**Work item**
Filter these records by the string "another", copying each line that holds it.

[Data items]
= = =

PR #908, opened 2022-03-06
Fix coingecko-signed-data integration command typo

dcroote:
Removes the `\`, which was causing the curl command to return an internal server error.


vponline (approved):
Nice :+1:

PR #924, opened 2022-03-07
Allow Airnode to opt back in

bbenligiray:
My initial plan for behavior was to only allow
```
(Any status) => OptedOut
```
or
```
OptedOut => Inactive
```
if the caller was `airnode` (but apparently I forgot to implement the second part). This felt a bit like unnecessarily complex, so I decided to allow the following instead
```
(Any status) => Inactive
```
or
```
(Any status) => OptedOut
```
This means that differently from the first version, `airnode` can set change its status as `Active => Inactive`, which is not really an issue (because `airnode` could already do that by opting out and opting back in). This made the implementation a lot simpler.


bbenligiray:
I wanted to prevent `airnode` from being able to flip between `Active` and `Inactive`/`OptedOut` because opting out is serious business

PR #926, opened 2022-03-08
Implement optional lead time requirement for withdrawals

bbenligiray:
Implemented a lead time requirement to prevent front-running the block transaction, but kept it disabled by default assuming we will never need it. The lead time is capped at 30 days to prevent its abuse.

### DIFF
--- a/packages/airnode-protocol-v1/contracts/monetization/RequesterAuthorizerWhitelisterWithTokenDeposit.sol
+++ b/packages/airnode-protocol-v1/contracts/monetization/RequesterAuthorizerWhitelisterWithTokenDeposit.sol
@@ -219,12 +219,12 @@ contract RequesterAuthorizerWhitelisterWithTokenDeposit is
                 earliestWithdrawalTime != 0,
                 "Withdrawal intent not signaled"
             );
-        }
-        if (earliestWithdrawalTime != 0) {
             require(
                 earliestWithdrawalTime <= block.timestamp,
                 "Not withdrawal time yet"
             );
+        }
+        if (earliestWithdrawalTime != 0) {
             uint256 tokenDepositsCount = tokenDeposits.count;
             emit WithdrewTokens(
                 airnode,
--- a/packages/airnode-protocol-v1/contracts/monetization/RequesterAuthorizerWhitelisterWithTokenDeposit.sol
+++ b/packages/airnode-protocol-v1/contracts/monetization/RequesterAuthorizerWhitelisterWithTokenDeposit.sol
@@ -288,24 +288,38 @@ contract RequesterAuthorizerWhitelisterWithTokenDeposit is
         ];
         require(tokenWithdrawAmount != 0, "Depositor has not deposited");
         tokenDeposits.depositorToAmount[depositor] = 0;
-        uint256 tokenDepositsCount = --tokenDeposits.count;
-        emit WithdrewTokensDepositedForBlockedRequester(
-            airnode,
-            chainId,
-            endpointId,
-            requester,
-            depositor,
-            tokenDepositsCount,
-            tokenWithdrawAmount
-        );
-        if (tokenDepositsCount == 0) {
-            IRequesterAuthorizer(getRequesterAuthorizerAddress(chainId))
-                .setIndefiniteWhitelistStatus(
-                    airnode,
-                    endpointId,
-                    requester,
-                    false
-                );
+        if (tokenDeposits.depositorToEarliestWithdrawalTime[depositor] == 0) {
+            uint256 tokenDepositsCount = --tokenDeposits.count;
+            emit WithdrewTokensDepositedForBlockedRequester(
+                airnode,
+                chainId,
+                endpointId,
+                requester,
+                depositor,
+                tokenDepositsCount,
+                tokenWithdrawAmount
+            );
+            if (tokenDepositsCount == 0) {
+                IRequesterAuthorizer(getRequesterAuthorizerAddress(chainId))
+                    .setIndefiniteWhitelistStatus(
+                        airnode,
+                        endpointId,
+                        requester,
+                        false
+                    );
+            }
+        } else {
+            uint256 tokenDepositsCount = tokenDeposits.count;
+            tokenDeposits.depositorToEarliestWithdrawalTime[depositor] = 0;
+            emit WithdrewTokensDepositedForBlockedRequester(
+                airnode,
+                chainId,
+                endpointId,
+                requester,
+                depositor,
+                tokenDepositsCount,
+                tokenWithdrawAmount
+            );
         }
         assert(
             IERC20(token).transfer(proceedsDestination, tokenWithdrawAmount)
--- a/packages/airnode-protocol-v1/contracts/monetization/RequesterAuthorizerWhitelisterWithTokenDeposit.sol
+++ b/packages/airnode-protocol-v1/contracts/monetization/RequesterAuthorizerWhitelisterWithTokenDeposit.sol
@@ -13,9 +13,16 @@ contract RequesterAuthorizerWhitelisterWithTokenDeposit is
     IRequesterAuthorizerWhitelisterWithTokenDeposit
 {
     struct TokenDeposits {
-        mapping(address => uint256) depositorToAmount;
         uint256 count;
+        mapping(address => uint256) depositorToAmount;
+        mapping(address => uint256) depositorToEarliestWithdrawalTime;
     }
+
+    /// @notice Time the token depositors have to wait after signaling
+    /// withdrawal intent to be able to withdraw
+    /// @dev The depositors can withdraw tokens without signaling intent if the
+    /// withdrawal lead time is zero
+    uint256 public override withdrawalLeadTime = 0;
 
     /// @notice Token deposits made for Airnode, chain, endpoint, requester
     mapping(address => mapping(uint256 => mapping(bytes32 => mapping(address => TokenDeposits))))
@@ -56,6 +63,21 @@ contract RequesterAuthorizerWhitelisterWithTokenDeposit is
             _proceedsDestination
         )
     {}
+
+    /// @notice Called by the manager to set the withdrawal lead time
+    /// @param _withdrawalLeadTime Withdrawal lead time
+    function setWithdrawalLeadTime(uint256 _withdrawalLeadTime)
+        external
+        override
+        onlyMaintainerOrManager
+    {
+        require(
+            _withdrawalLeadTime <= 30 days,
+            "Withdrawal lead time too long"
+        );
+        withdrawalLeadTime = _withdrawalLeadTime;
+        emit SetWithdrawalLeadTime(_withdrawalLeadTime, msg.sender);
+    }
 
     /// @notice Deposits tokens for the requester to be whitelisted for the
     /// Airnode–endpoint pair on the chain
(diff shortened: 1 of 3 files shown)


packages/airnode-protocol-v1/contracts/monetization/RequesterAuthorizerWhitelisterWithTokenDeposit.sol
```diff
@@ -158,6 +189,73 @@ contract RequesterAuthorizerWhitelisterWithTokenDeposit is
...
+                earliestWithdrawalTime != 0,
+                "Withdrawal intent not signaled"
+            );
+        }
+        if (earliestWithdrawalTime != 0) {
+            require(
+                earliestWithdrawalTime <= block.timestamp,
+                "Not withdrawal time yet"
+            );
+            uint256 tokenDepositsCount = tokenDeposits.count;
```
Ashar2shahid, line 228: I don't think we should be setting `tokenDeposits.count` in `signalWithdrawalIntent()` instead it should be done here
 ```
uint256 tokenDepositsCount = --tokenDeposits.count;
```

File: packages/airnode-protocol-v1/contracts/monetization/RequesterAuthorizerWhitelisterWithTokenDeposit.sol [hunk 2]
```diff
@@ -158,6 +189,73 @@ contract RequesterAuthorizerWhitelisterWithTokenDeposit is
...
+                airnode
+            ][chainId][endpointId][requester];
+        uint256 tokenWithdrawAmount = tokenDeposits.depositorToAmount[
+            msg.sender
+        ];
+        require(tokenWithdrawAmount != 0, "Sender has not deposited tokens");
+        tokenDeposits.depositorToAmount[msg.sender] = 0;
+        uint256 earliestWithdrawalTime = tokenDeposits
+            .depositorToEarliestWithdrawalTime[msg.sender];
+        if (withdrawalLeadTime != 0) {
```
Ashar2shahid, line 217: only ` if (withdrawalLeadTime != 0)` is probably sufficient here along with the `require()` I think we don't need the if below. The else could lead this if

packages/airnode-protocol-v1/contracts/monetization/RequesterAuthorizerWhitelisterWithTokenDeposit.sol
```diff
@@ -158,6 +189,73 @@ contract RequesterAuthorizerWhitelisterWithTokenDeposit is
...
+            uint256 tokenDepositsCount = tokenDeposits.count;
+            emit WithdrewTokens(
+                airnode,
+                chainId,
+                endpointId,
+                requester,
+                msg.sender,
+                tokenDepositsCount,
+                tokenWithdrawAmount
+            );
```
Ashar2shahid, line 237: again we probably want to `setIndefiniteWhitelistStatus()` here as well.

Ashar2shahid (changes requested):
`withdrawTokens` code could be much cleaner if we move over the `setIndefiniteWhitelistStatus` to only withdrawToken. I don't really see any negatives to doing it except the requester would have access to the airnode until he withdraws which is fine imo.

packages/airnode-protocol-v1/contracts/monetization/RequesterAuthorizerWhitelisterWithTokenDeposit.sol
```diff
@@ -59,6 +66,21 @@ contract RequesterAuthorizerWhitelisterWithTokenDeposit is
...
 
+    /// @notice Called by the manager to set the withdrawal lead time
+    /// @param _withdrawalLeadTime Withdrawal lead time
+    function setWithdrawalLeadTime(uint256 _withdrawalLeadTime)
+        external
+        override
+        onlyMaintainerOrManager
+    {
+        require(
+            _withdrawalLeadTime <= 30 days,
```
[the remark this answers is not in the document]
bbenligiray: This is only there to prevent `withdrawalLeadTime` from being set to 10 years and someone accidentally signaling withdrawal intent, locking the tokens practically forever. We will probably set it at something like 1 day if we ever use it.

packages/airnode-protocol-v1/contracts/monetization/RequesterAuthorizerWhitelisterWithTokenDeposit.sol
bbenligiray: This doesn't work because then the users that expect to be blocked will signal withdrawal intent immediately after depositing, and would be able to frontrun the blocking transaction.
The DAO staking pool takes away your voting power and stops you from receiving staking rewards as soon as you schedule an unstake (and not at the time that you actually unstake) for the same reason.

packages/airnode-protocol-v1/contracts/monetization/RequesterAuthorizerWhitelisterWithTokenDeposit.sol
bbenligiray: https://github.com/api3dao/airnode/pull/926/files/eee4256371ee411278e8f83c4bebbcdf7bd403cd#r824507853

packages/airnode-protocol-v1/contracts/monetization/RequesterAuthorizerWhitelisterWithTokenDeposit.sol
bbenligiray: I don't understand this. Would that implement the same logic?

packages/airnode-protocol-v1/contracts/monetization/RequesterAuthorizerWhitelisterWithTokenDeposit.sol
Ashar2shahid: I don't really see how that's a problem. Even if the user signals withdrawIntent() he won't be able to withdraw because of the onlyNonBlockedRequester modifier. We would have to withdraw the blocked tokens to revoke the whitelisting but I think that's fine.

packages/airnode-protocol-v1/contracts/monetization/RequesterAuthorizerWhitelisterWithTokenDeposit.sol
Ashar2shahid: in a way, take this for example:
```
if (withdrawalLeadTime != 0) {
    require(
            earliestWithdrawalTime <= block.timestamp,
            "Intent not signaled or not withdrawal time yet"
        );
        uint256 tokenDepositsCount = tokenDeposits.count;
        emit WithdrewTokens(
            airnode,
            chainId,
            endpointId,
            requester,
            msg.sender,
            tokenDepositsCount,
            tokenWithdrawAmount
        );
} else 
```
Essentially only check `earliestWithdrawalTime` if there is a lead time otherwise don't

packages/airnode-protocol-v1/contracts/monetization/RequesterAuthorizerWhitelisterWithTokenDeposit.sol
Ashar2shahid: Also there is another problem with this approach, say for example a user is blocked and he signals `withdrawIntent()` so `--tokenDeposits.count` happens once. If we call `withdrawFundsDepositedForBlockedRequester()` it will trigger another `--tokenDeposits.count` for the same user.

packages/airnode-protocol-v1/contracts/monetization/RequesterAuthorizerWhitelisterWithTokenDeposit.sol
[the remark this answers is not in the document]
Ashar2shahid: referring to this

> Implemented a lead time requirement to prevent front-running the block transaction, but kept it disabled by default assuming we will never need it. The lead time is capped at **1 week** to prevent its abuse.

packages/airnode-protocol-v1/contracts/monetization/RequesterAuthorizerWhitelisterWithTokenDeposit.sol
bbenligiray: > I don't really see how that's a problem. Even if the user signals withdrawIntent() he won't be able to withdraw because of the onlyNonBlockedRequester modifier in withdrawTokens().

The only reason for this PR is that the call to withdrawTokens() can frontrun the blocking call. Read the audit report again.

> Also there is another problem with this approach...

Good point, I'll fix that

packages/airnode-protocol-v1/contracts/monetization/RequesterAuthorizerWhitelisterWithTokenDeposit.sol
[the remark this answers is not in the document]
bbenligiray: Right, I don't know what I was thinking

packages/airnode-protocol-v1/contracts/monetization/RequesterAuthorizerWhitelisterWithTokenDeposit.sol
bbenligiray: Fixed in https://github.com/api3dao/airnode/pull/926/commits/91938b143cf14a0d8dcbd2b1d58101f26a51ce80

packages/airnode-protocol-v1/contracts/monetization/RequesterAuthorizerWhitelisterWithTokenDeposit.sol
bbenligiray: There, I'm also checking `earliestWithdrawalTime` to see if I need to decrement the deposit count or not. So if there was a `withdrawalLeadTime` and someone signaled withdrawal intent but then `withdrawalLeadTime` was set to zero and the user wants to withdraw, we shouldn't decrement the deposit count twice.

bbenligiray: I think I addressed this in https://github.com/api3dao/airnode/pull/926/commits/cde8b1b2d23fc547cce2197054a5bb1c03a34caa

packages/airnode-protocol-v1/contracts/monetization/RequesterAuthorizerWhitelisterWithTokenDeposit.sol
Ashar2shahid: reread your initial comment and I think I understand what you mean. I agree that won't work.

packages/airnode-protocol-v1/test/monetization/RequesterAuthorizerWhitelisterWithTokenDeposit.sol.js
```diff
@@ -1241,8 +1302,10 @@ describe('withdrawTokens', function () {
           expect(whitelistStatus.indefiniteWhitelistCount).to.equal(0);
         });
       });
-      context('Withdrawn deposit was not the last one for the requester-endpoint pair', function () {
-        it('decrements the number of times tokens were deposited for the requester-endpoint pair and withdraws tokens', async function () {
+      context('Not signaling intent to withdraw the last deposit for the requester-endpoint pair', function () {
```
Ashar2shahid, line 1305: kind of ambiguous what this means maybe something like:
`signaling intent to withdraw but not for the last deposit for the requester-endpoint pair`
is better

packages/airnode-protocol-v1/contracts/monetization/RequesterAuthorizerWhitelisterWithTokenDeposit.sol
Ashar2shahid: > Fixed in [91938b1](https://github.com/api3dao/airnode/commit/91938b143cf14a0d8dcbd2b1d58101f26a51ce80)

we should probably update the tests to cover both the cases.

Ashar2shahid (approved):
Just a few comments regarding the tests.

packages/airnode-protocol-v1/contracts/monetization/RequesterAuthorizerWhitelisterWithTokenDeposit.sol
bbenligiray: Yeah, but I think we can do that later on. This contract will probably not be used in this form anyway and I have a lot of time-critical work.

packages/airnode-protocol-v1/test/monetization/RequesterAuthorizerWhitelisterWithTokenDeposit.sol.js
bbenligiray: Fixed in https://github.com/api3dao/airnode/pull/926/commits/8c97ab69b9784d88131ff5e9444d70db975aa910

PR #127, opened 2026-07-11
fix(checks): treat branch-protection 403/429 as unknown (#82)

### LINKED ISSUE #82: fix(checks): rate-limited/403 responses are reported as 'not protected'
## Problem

= = =

**Solution to the exercise**
Ashar2shahid: Also there is another problem with this approach, say for example a user is blocked and he signals `withdrawIntent()` so `--tokenDeposits.count` happens once. If we call `withdrawFundsDepositedForBlockedRequester()` it will trigger another `--tokenDeposits.count` for the same user.
> Also there is another problem with this approach...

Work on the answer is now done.